Datenübertragung zukünftig sicherer

Nach dem Ende der zweijährigen Übergangsfrist, die am 25. Mai 2018 beendet ist, erlangt das neue Datenschutzgesetz Rechtsgültigkeit. Die EU wies bereits darauf hin, dass Firmen und Behörden im Hinblick auf ihre zukünftigen Verpflichtungen gut vorbereitet wurden. Durch die neuen Regeln soll der Umgang mit persönlichen Daten sicherer werden. Dennoch ist damit zu rechnen, dass einige Veränderungen Unternehmen und Arbeitnehmer völlig unvorbereitet treffen werden. Fachleuten zufolge hätten sich vor allem Organisationen sowie kleine und mittelständische Unternehmen bislang nicht ausreichend um die Umsetzung des Datenschutzes gekümmert. Zwar werden im Online-Leitfaden der EU grundlegende Konzepte der DSGVO erläutert, dennoch bleiben viele Fragen offen. Während die Anwendung neuer Bestimmungen von den Behörden hierzulande seit Mai 2016 vorbereitet wurden, nahmen lediglich 2 der insgesamt 28 EU-Mitgliedstaaten notwendige Anpassungen an ihrer nationalen Gesetzgebung vor. Dabei ist die neue Datenschutz-Grundverordnung für alle EU-Mitgliedstaaten rechtlich bindend. Bevor die neuen Regelungen in Kraft treten, müssen die meisten EU-Länder noch umfangreiche Anpassungen ihrer geltenden Rechtsvorschriften vornehmen.

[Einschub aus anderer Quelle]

PR #5885, opened 2021-04-27
exp show: separate ui representation of exp names and identifiers

skshetry:

It might not be apparent from the PR on why I am doing this. Basically, I am trying to separate the presentation logic with the other business logics. The indent guide seems to be a `rich-table` only thing. For example, if we have a `--show-md`, it might not make much sense to have that tree (but it can be there if we want to on a separate presentation logic). 

### DIFF
--- a/dvc/command/experiments.py
+++ b/dvc/command/experiments.py
@@ -138,16 +138,16 @@ def _collect_rows(
 
     new_checkpoint = True
     for i, (rev, exp) in enumerate(experiments.items()):
-        queued = "*" if exp.get("queued", False) else ""
-
+        queued = str(exp.get("queued") or "")
         tip = exp.get("checkpoint_tip")
         parent = ""
+        tree = ""
         if rev == "baseline":
             if Git.is_sha(base_rev):
                 name_rev = base_rev[:7]
             else:
                 name_rev = base_rev
-            text = exp.get("name", name_rev)
+            name = exp.get("name", name_rev)
         else:
             if tip:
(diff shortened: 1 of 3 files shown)


dvc/command/experiments.py
```diff
@@ -305,6 +318,19 @@ def experiments_table(
     return td
 
 
+def prepare_exp_id(kwargs):
```
skshetry, line 321: This is a bit ugly though. :(

dvc/command/experiments.py
```diff
@@ -164,7 +164,7 @@ def _collect_rows(
                         tree = "├─╨"
                     else:
                         tree = "│ ╟"
-                        parent = f" ({parent_rev[:7]})"
```
skshetry, line 167: I was trying to separate the `tree` logic, but the `new_checkpoint` state made it a bit hard. We could add this value to a column and later calculate the appropriate tree, but I don't think it's worth it considering this hacky alternate way as done here.

pared (approved):

pared:
Failing tests are unrelated

pmrowla (approved):

jorgeorpinel:
Hi. There's plenty `exp show` examples in docs, esp. in https://dvc.org/doc/command-reference/exp/show

Does this change it much or is it mainly #5829 ? We'll need a doc PR or issue either way please.

pmrowla:
This doesn't change the table at all. And the only thing that #5829 actually changes UI-wise is that SHA's are displayed in the row by default for experiments.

Verbesserter Datenschutz gefordert

Von den Brüsseler Behörden wurden alle Mitgliedstaaten aufgefordert, für eine umgehende Anpassung ihrer nationalen Rechtsvorschriften zu sorgen. Die Verantwortung für die zeitgerechte Anpassung liegt bei den Behörden der einzelnen Mitgliedsländer, die nach Aussagen von EU-Beratern mit zusätzlichen finanziellen und personellen Mitteln rechnen können. Demnach plant die Europäische Union derzeit, zu diesem Zweck ein Budget von circa 3,7 Millionen Euro bereitzustellen. In der Vergangenheit zeigten Fälle von sozialen Netzwerken wie Twitter oder Facebook, dass der derzeitige Datenschutz unzureichend ist. Durch die Datenschutz-Grundverordnung soll sich ab Mai 2018 auch die Privatsphäre der Internetnutzer verbessern. Dies dürfte für Kunden, die ihre Einkäufe online tätigen oder im Online Casino spielen vorteilhaft sein. Es ist also durchaus sinnvoll, sich im Vorfeld über den Datenschutz der jeweiligen Seite zu informieren und nur bei Vertrauenswürdigen Anbietern zu spielen oder zu shoppen. Die neuen Datenschutzgesetze sind ab Mai 2018 für alle Unternehmen, Organisationen und Behörden in der EU, in denen persönliche Daten verarbeitet werden, bindend. Anwälte und Berater warnen vor unnötiger Panikmache, denn die DSGVO habe neben einigen Schwächen auch Vorteile. Zukünftig müssen Unternehmen bei der Verarbeitung und Verwaltung personenbezogener Daten wesentlich sorgfältiger vorgehen und den Schutz der Privatsphäre ihrer Mitarbeiter und Kunden respektieren.

Umsetzung mit Kosten verbunden

Für zahlreiche Unternehmen ist die Umsetzung der Neuregelung mit hohen Kosten verbunden. Firmenchefs und Konzern-Manager klagen über die Bürokratie und den Mehraufwand, der durch die Datenschutz-Anpassungen verursacht wird. Der bürokratische Aufwand bei der Umsetzung der neuen Vorschriften wird vor allem von mittleren und kleineren Unternehmen beklagt. Bei der Umstellung auf die geänderte EU-Regulierung kommen häufig Versäumnisse aus der Vergangenheit ans Tageslicht. Bei einem Daten-Missbrauch müssen Firmen nach dem 25. Mai 2018 weitaus höhere Strafen als bisher bezahlen. Die neue Datenschutz-Grundverordnung bringt auch für Arbeitnehmer einige Änderungen mit sich. Demnach dürfen Arbeitgeber zukünftig den Betriebsräten eine Weitergabe von Beschäftigtendaten nicht mehr verweigern. Im Artikel 88 der neuen DSGVO geht es um die „Datenverarbeitung im Beschäftigungskontext“, wobei die Grundrechte der Beschäftigten einer Firma durch eine höhere Transparenz bei der Datenverarbeitung sowie beim Übermitteln personenbezogener Daten innerhalb des Unternehmens gestärkt werden sollen.